Problem requirements -
From the entries below, count the lines holding the word "very" and give nothing but the number.

------------------------------------------------

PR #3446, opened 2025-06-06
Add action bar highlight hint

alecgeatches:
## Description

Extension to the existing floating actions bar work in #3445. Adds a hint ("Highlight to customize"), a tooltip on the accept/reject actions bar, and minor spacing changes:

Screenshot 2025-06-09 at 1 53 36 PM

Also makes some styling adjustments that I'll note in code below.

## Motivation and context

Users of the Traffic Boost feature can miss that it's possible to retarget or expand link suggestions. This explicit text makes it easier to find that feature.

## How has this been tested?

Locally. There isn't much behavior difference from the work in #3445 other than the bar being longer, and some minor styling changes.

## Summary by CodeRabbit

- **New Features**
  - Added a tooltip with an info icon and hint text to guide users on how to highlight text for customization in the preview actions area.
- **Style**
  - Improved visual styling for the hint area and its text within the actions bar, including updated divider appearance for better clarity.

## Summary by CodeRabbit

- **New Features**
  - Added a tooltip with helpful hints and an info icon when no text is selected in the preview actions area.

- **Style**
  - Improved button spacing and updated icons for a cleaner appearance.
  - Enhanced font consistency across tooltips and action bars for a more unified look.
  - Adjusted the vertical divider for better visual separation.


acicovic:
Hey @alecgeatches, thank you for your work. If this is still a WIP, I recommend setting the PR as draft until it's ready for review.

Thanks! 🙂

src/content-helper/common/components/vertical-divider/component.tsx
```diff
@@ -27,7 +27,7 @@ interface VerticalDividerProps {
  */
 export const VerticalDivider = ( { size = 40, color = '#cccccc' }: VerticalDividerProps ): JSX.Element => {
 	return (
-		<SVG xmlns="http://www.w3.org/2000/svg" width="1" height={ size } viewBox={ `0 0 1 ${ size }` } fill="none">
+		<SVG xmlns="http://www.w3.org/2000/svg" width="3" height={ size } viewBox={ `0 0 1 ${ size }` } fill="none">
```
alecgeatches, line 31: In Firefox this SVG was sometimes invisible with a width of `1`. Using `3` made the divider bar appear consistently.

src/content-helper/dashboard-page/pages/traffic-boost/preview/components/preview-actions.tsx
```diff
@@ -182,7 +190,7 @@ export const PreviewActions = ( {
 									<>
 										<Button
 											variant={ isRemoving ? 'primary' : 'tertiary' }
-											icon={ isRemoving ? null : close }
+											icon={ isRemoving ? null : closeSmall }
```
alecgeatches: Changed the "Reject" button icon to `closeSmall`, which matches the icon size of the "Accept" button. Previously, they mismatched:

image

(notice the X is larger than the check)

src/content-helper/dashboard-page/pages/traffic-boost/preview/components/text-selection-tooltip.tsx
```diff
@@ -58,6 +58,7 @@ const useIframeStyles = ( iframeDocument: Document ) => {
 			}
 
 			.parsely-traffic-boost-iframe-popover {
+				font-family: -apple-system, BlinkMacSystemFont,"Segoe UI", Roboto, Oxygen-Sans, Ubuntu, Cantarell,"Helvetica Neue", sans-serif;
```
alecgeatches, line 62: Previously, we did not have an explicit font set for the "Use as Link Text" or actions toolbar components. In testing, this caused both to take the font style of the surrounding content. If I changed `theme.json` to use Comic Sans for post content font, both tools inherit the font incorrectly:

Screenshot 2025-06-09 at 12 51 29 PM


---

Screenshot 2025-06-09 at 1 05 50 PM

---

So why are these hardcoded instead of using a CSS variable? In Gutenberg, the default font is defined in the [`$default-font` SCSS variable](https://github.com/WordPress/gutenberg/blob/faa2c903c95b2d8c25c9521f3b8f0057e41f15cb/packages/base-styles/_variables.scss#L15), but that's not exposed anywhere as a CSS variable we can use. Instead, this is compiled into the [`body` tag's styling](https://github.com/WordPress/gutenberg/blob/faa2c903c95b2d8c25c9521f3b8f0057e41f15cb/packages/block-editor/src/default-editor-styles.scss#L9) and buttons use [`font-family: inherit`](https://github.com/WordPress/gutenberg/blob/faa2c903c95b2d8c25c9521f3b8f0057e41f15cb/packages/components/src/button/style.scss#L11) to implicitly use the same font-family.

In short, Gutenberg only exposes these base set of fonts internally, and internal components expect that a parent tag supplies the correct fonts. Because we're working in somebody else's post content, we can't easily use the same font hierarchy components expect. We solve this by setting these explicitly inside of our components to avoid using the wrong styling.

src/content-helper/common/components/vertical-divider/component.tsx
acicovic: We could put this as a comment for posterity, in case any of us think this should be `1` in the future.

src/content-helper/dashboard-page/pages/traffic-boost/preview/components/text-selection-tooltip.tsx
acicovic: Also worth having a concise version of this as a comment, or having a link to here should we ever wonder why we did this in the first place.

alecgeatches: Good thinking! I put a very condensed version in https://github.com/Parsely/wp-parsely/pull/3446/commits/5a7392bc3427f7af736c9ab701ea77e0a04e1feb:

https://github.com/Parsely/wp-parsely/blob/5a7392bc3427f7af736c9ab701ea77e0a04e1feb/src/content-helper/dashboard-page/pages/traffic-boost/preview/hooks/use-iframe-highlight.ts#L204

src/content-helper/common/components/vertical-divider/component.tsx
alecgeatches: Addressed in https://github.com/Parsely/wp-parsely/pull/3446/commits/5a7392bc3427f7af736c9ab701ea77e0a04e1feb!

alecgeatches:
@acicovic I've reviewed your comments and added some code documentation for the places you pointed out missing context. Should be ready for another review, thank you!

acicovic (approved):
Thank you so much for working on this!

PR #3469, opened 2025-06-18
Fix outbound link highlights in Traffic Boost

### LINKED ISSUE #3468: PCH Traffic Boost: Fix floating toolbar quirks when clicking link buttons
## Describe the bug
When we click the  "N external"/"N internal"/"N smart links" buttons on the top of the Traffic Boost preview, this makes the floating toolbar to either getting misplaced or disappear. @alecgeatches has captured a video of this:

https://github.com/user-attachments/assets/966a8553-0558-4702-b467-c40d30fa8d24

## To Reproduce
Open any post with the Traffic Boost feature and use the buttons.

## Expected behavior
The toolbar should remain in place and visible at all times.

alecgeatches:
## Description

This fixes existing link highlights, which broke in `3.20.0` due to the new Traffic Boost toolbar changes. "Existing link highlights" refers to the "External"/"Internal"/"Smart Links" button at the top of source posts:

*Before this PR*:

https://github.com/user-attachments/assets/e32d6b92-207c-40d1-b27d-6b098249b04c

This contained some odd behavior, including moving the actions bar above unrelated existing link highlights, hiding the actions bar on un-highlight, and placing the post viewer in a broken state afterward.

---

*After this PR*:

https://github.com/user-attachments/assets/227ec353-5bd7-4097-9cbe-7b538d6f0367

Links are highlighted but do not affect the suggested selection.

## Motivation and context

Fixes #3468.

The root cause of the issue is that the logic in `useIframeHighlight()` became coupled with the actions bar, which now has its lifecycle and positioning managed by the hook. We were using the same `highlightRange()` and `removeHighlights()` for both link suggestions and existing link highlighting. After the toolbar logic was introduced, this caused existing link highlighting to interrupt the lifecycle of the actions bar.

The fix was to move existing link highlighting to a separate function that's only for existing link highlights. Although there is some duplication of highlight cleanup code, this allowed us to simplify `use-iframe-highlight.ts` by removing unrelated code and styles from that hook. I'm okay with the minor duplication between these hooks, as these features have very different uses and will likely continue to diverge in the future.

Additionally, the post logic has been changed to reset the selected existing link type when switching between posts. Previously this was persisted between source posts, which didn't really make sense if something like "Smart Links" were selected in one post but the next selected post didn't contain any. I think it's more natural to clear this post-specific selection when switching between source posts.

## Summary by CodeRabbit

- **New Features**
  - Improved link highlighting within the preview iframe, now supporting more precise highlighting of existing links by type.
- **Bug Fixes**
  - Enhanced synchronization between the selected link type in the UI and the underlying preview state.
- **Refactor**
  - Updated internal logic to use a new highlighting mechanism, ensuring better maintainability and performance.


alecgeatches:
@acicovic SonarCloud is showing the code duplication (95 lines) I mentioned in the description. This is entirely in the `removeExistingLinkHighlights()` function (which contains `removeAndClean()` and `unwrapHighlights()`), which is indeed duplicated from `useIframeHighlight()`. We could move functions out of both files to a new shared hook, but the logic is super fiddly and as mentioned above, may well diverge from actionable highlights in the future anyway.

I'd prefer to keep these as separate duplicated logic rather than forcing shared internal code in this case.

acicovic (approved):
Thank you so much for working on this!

------------------------------------------------

Answer space -
2